Something stirred on the breeze, a scent, or the faintest trace of a footfall. The colt lifted his head and looked about him, sniffing the air. Nothing came to him, but he heard again a noise from a rocky outcrop a few yards downwind. It was no horse that he had heard. As he stood like a stone, straining for a scent, a strange sound came to him. It was akin to the voices of the men that had disquieted him that afternoon, but this time it did not change or cease, but flowed softly like water in a stream or spring birds in the evening, rising and falling to some inner rhythm. It was not harsh to his ears like the shouting of the men at the town, and certainly it was not frightening. Somewhere in his heart he seemed to know it and it reassured him like his mother’s call; at the same time it roused in him a sense of longing that drew him towards it.

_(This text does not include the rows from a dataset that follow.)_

PR #112, opened 2013-10-26
First support of chefproxy

rvrignaud:
First support of chefproxy on smart-proxy.

Related to : theforeman/chef-handler-foreman#4 and  theforeman/foreman#983

@ohadlevy, @ares, @GregSutcliffe : thoughts, remarks ?


Gemfile
```diff
@@ -1,6 +1,7 @@
 source 'http://rubygems.org'
 
-gem 'json'
+#Chef have a strong requirement on json version
+gem 'json', '= 1.7.7'
```
GregSutcliffe: That's going to be interesting from a packaging standpoint, I'm not sure what versions are available for which OSes. For example, Wheezy has only got 1.7.3

lib/chefproxy_api.rb
```diff
@@ -0,0 +1,52 @@
+require 'proxy/chefproxy'
+require 'chef'
+require 'digest/sha2'
+require 'base64'
+
+
```
GregSutcliffe, line 3: nitpick: remove one of these two blank lines

Gemfile
rvrignaud: In fact this is not accurate but I didn't know how to manage it.
Official chef requirements on JSON are:
json <= 1.7.7, >= 1.4.4

domcleal: If their gem specifies it, no need to here.

lib/chefproxy_api.rb
```diff
@@ -0,0 +1,51 @@
...
+      auth = true
+      auth = verify_signature_request(client_name,signature,facts) if SETTINGS.authenticate_nodes
+      if auth
+        Proxy::Chefproxy::Facts.post_facts(facts)
+      else
+       log_halt 401, "Failed to authenticate node"
+      end
+  end
+
+  post "/reports" do
```
ares, line 19: this seems as a big duplication of /facts, could you extract it to some method which would accept a block with code to execute when authenticated?

result would look similar to this

``` ruby
post "/facts/" do
  authenticated do |request|
    Proxy::Chefproxy::Facts.post_facts(request.env["rack.input"].read)
  end
end
```

lib/proxy/chefproxy.rb
```diff
@@ -0,0 +1,46 @@
+#require "proxy/util"
+require 'net/http'
+require 'net/https'
+require 'uri'
+
+def foreman_request(path, body)
```
ares: this should be part of Proxy::Chefproxy::Facts I think, so we don't mess global space, also I suggest not using class methods. How about this model

``` ruby
module Proxy::Chefproxy
  class ForemanRequest
    def foreman_request(path, body)
      #heavylifting here
    end
  end

  class Reports
    def post_report(report)
      ForemanRequest.new('/api/reports', report)
    end
  end

  class Facts
    def post_facts(facts)
      ForemanRequest.new('/api/hosts/facts', facts)
    end
  end
end
```

and then in chefproxy.api something like

``` ruby
post "/facts/" do
  Proxy::Chefproxy::Facts.new.post_facts(request.env["rack.input"].read)
end
```

ares:
Last comment, I'd prefer `Chefproxy` class name called `ChefProxy` :-)

lib/chefproxy_api.rb
```diff
@@ -0,0 +1,48 @@
+require 'proxy/chefproxy'
+require 'chef'
+require 'digest/sha2'
+require 'base64'
+
+class SmartProxy
+
+  def verify_signature_request(client_name,signature,body)
```
ares: Well, I'm not a Sinatra experienced user but these two methods would be shared across all APIs because they all open SmartProxy class. Not sure how to handle this best, maybe @domcleal or @GregSutcliffe will know. I think the problem is to share SmartProxy class for all *_api.rb. So if there's no better way I'd prefer to move those methods to separate class. Especially `authenticated` name can result in conflict.

ares:
And one another thing, could you please cover this by tests? You can see some examples here https://github.com/rvrignaud/smart-proxy/tree/develop/test

lib/chefproxy_api.rb
```diff
@@ -0,0 +1,48 @@
+require 'proxy/chefproxy'
+require 'chef'
```
ohadlevy: only if chef is enabled? otherwise it would break

lib/chefproxy_api.rb
ohadlevy: i would assume the fastest way would be to have a dedicated class for authentication? and maybe a sub class for a chef auth?

lib/chefproxy_api.rb
ohadlevy: scratch that, i didnt look below

lib/proxy.rb
```diff
@@ -1,5 +1,6 @@
 module Proxy
   MODULES = %w{dns dhcp tftp puppetca puppet bmc}
+  MODULES = %w{dns dhcp tftp puppetca puppet bmc chefproxy}
```
guilhem, line 2: I may be wrong, but it looks like you forget to remove previous MODULES affectation.

lib/proxy/authentication.rb
```diff
@@ -0,0 +1,47 @@
...
+          signature   = request.env['HTTP_X_FOREMAN_SIGNATURE']
+          raise "401 Failed to authenticate node. Missing some headers" if client_name.nil? or signature.nil?
+          auth = verify_signature_request(client_name,signature,content)
+        end
+
+        if auth
+          raise "400 Body is empty" if content.nil?
+          block.call(content)
+        else
+          raise "401 Failed to authenticate node"
```
ares: I think you should create your own exception class for this (one for 401 second for 400) and raise those. You can find some info here http://www.sinatrarb.com/intro.html#Not%20Found

(applies to all raises in this method)

lib/proxy/authentication.rb
```diff
@@ -0,0 +1,47 @@
...
+        #We need to retrieve node public key
+        #to verify signature
+        chefurl = SETTINGS.chefserver_url
+        client_name = SETTINGS.smartproxy_clientname
+        key = SETTINGS.smartproxy_privatekey
+
+        rest = ::Chef::REST.new(chefurl,client_name,key)
+        begin
+          public_key = OpenSSL::PKey::RSA.new(rest.get_rest("/clients/#{client_name}").public_key)
+        rescue
```
ares: Here you should at least log the trace of exception. Also you should specify the exception class you are rescuing, these are hard to debug later since it swallow every exception. And I'm not sure what kind of error do you expect here.

lib/chefproxy_api.rb
```diff
@@ -0,0 +1,24 @@
+require 'proxy/chefproxy'
+require 'proxy/authentication'
+
+class SmartProxy
+  post "/facts" do
+    begin
+      Proxy::Authentication::Chef.new.authenticated(request) do |content|
+          Proxy::ChefProxy::Facts.new.post_facts(content)
+      end
+    rescue => e
```
ares: I think that this error handling should happen outside of post blocks. Again, I'm not sinatra user but I think that `error MyException do...end` should be used. Also you should specify the exception class.

lib/chefproxy_api.rb
```diff
@@ -0,0 +1,24 @@
...
+      log_halt(e.message[/^\d+/].to_i , e.message[/\D+/])
+    end
+  end
+
+  post "/reports" do
+    begin
+      Proxy::Authentication::Chef.new.authenticated(request) do |content|
+        Proxy::ChefProxy::Reports.new.post_report(content)
+      end
+    rescue => e
```
ares: same as above, it should share the error handler

test/authentication_chef_test.rb
```diff
@@ -0,0 +1,71 @@
...
+
+  def test_auth_enable_without_headers_should_raise_an_error
+    SETTINGS.stubs(:authenticate_nodes).returns(true)
+    s = StringIO.new('Hello')
+    request = Sinatra::Request.new(env={'rack.input' => s})
+    begin
+      result = @chefauth.authenticated(request) do |content|
+        true
+      end
+    rescue => e
```
ares: you should rescue only specific class of expcetions (ot test their type, but the first seems better to me)

lib/proxy/authentication.rb
rvrignaud: "rest.get_rest" is make an HTTP call to chef-server URI and that call can fail

test/chefproxy_test.rb
```diff
@@ -0,0 +1,28 @@
...
+class ChefProxyTest < Test::Unit::TestCase
+  def setup
+    @foreman_url = 'https://foreman.example.com'
+    SETTINGS.stubs(:foreman_url).returns(@foreman_url)
+    SETTINGS.stubs(:authenticate_nodes).returns(false)
+  end
+
+  def test_post_facts
+    facts = {'fact' => "sample"}
+    stub_request(:post,@foreman_url+'//api/hosts/facts')
```
ares: nitpick - double slash

lib/proxy/authentication.rb
ares: so maybe something like this should be rescued

``` ruby
rescue Timeout::Error, Errno::EINVAL, Errno::ECONNRESET, EOFError, Net::HTTPBadResponse, 
    Net::HTTPHeaderSyntaxError, Net::ProtocolError, Errno::ECONNREFUSED, 
    OpenSSL::SSL::SSLError => e
```

test/authentication_chef_test.rb
```diff
@@ -0,0 +1,71 @@
...
+
+  def test_signing_and_checking_with_2_different_keys_sould_not_work
+    # We mock chef-server response but with a wrong publick key to make signature check fail
+    response = '{"public_key":"'+@testnode2_pubkey+'","name":"testnode1","admin":false,"validator":false,"json_class":"Chef::ApiClient","chef_type":"client"}'
+    stub_request(:get, 'https://chef.example.com//clients/testnode1').to_return(:body => response.to_s, :headers => {'content-type' => 'application/json'} )
+    
+    assert_equal(false,@chefauth.verify_signature_request('testnode1',@signature,@mybody), "Signing and checking with different keys should not pass")
+  end
+
+  def test_auth_disabled_should_always_sucess
```
ares: double c in "success" I think

ares:
:+1: from my side (if tests remain green after rebase)

lib/proxy/chefproxy.rb
```diff
@@ -0,0 +1,47 @@
...
+      req.add_field('Accept', 'application/json,version=2')
+      req.content_type = 'application/json'
+      req.body         = body
+      response         = http.request(req)
+    end
+  end
+
+  class Facts
+    def post_facts(facts)
+      ForemanRequest.new.send_request('/api/hosts/facts',facts)
```
domcleal: Perhaps Facts and Reports should inherit (i.e. `class Facts < ForemanRequest`) instead of instantiating ForemanRequest?

lib/proxy/chefproxy.rb
```diff
@@ -0,0 +1,47 @@
...
+          http.verify_mode = OpenSSL::SSL::VERIFY_PEER
+        end
+
+        if SETTINGS.foreman_ssl_cert && !SETTINGS.foreman_ssl_cert.to_s.empty? && SETTINGS.foreman_ssl_key && !SETTINGS.foreman_ssl_key.to_s.empty?
+          http.cert = OpenSSL::X509::Certificate.new(File.read(SETTINGS.foreman_ssl_cert))
+          http.key  = OpenSSL::PKey::RSA.new(File.read(SETTINGS.foreman_ssl_key), nil)
+        end
+      end
+
+      req = Net::HTTP::Post.new("#{uri.path}#{path}")
```
domcleal: `URI.join(uri, path).path`?

config/settings.yml.example
```diff
@@ -85,6 +86,15 @@
 # Which user to invoke sudo as to run puppet commands
 #:puppet_user: root
 
+# enable Chef management
+:chefproxy: false
+# :authenticate_nodes: true
```
domcleal: Can we prefix all of the Chef related settings with "chef"?

lib/chefproxy_api.rb
```diff
@@ -0,0 +1,24 @@
+require 'proxy/chefproxy'
+require 'proxy/authentication'
+
+class SmartProxy
+  error Proxy::Error::BadRequest do
+    log_halt(400, "Bad request : " + env['sinatra.error'].message )
```
domcleal, line 6: We should try and pass the exception itself into log_halt as it will log the backtrace at debug level if the Exception is passed in.  Maybe we should extend log_halt to take a message and exception separately?

lib/proxy/authentication.rb
```diff
@@ -0,0 +1,52 @@
...
+
+          raise Proxy::Error::Unauthorized, "Failed to authenticate node. Missing some headers" if client_name.nil? or signature.nil?
+          auth = verify_signature_request(client_name,signature,content)
+        end
+
+        if auth
+          raise Proxy::Error::BadRequest, "Body is empty" if content.nil?
+          block.call(content)
+        else
+          raise Proxy::Error::Unauthorized, "Failed to authenticate node"
```
domcleal: Should we log a bit more here, like the client_name?

lib/proxy/authentication.rb
```diff
@@ -0,0 +1,52 @@
...
+    require 'proxy/error'
+
+    def verify_signature_request(client_name,signature,body)
+        #We need to retrieve node public key
+        #to verify signature
+        chefurl = SETTINGS.chefserver_url
+        client_name = SETTINGS.smartproxy_clientname
+        key = SETTINGS.smartproxy_privatekey
+
+        rest = ::Chef::REST.new(chefurl,client_name,key)
```
domcleal: Some debug logging could be really valuable here later I think.

domcleal:
Code-wise this looks pretty good, subject to minor comments above.  Could you check over the patch too for indentation please?  Some of the classes and methods are 4-space indented rather than 2-space.

Maybe something for @ares or a subsequent ticket, but we might need to update the RPM spec file and create a -chef subpackage?

Can you file a redmine ticket too please?

ares:
Subpackage sounds good but I'm not sure how to handle modules constant

``` ruby
module Proxy
  MODULES = %w{dns dhcp tftp puppetca puppet bmc chefproxy}
```

so maybe we should first push on http://projects.theforeman.org/issues/3351 and split when it's done?

domcleal:
I was thinking to still ship the code, but have a package that pulls in chef and ships bundler.d/chef.rb, but I just realised we don't run the proxy via bundler, so never mind!

domcleal:
Merged as 4c2e7d8 for Foreman 1.4.0.  Thanks @rvrignaud, exciting stuff!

He took a few steps towards the rocks, and then stopped, caution overcoming his curiosity. The sound continued and then confusion took him as he saw a figure rise up seemingly straight out of the ground, but he did not flee. It was a human, for that much he could now smell; tall, hands outstretched, mouth slightly open as he continued to sing. Slowly he approached, and the black stretched out his head until his nose was almost touching the man’s fingers. This was different from his previous encounters with men. This human seemed already to know him, to be calling his name, though he had not realised that he possessed one. He felt safe.